**YOUR GOAL:**
Copy the entries exactly, through the "DEVICE lp1k" line.

[Collected data]
PR #227, opened 2018-08-09
Add support for designs that target multiple boards.

litghost:
TinyFPGA BX and TinyFPGA B2 support are still missing, will be added in a follow up CL.  They require adding pip install hooks through conda.

### DIFF
--- a/ice40/boards.cmake
+++ b/ice40/boards.cmake
@@ -5,7 +5,7 @@ define_board(
   DEVICE lp1k
   PACKAGE qn84
   PROG_TOOL ${ICEPROG_TOOL}
-  PROG_CMD ${ICEPROG_TOOL} -ew
+  PROG_CMD "${ICEPROG_TOOL} -ew"
 )
 
 define_board(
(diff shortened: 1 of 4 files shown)


ice40/boards.cmake
```diff
@@ -5,14 +5,21 @@ define_board(
...
-  PROG_CMD ${ICEPROG_TOOL} -S
+  PROG_CMD "${ICEPROG_TOOL} -S"
+)
+
+define_board(
+  BOARD icevision
+  DEVICE up5k
+  PACKAGE sg48
+  PROG_TOOL ${ICEPROG_TOOL}
 )
```
mithro: I think your still missing a couple of boards from https://github.com/SymbiFlow/symbiflow-arch-defs/blob/master/ice40/make/boards.mk?

Can you port across the comments too?

mithro: I think we should probably also have an empty / dummy board?

litghost: Added dummy board.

**REPLY:**
PR #227, opened 2018-08-09
Add support for designs that target multiple boards.

litghost:
TinyFPGA BX and TinyFPGA B2 support are still missing, will be added in a follow up CL.  They require adding pip install hooks through conda.

### DIFF
--- a/ice40/boards.cmake
+++ b/ice40/boards.cmake
@@ -5,7 +5,7 @@ define_board(
   DEVICE lp1k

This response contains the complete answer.